BEGIN Data provided

PR #799, opened 2016-07-05
ncm-modprobe: overwrite initramfs if it exists, instead of initrd.

ajf8:
RHEL6 uses initramfs in /boot/initramfs-* instead of initrd in
/boot/initrd-*. It provides a mkinitrd compatability wrapper which calls
dracut, but this module outputs them to the wrong place, leading to a
duplicate which isn't actually used.

### DIFF
--- a/ncm-modprobe/src/main/perl/modprobe.pm
+++ b/ncm-modprobe/src/main/perl/modprobe.pm
@@ -20,8 +20,10 @@ use EDG::WP4::CCM::Configuration;
 use CAF::Process;
 use CAF::FileWriter;
 use LC::File qw(directory_contents);
+use Readonly;
 
 no strict 'refs';
+Readonly my $DEFAULT_MODPROBE_CONF => "/etc/modprobe.d/quattor.conf";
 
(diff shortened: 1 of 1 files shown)


ncm-modprobe/src/main/perl/modprobe.pm
```diff
@@ -57,7 +58,9 @@ sub mkinitrd
     foreach my $i (@$dir) {
         if ($i =~ m{^System\.map\-(2\.6\..*)$}) {
```
stdweird: not relevant for kernels more recent than 2.6? or is this code that means older than 2.4?

ncm-modprobe/src/main/perl/modprobe.pm
```diff
@@ -22,6 +22,7 @@ use CAF::FileWriter;
 use LC::File qw(directory_contents);
 
 no strict 'refs';
+use constant DEFAULT_MODPROBE_CONF => "/etc/modprobe.d/quattor.conf";
```
ned21: Since there are no existing constants, can we use Readonly here instead?

jrha:
LGTM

END Data provided

Give the records again, exactly as they appear.

Written response:
PR #799, opened 2016-07-05
ncm-modprobe: overwrite initramfs if it exists, instead of initrd.

ajf8:
RHEL6 uses initramfs in /boot/initramfs-* instead of initrd in
/boot/initrd-*. It provides a mkinitrd compatability wrapper which calls
dracut, but this module outputs them to the wrong place, leading to a
duplicate which isn't actually used.

### DIFF
--- a/ncm-modprobe/src/main/perl/modprobe.pm
+++ b/ncm-modprobe/src/main/perl/modprobe.pm
@@ -20,8 +20,10 @@ use EDG::WP4::CCM::Configuration;
 use CAF::Process;
 use CAF::FileWriter;
 use LC::File qw(directory_contents);
+use Readonly;
 
 no strict 'refs';
+Readonly my $DEFAULT_MODPROBE_CONF => "/etc/modprobe.d/quattor.conf";
 
(diff shortened: 1 of 1 files shown)


ncm-modprobe/src/main/perl/modprobe.pm
```diff
@@ -57,7 +58,9 @@ sub mkinitrd
     foreach my $i (@$dir) {
         if ($i =~ m{^System\.map\-(2\.6\..*)$}) {
```
stdweird: not relevant for kernels more recent than 2.6? or is this code that means older than 2.4?

ncm-modprobe/src/main/perl/modprobe.pm
```diff
@@ -22,6 +22,7 @@ use CAF::FileWriter;
 use LC::File qw(directory_contents);
 
 no strict 'refs';
+use constant DEFAULT_MODPROBE_CONF => "/etc/modprobe.d/quattor.conf";
```
ned21: Since there are no existing constants, can we use Readonly here instead?

jrha:
LGTM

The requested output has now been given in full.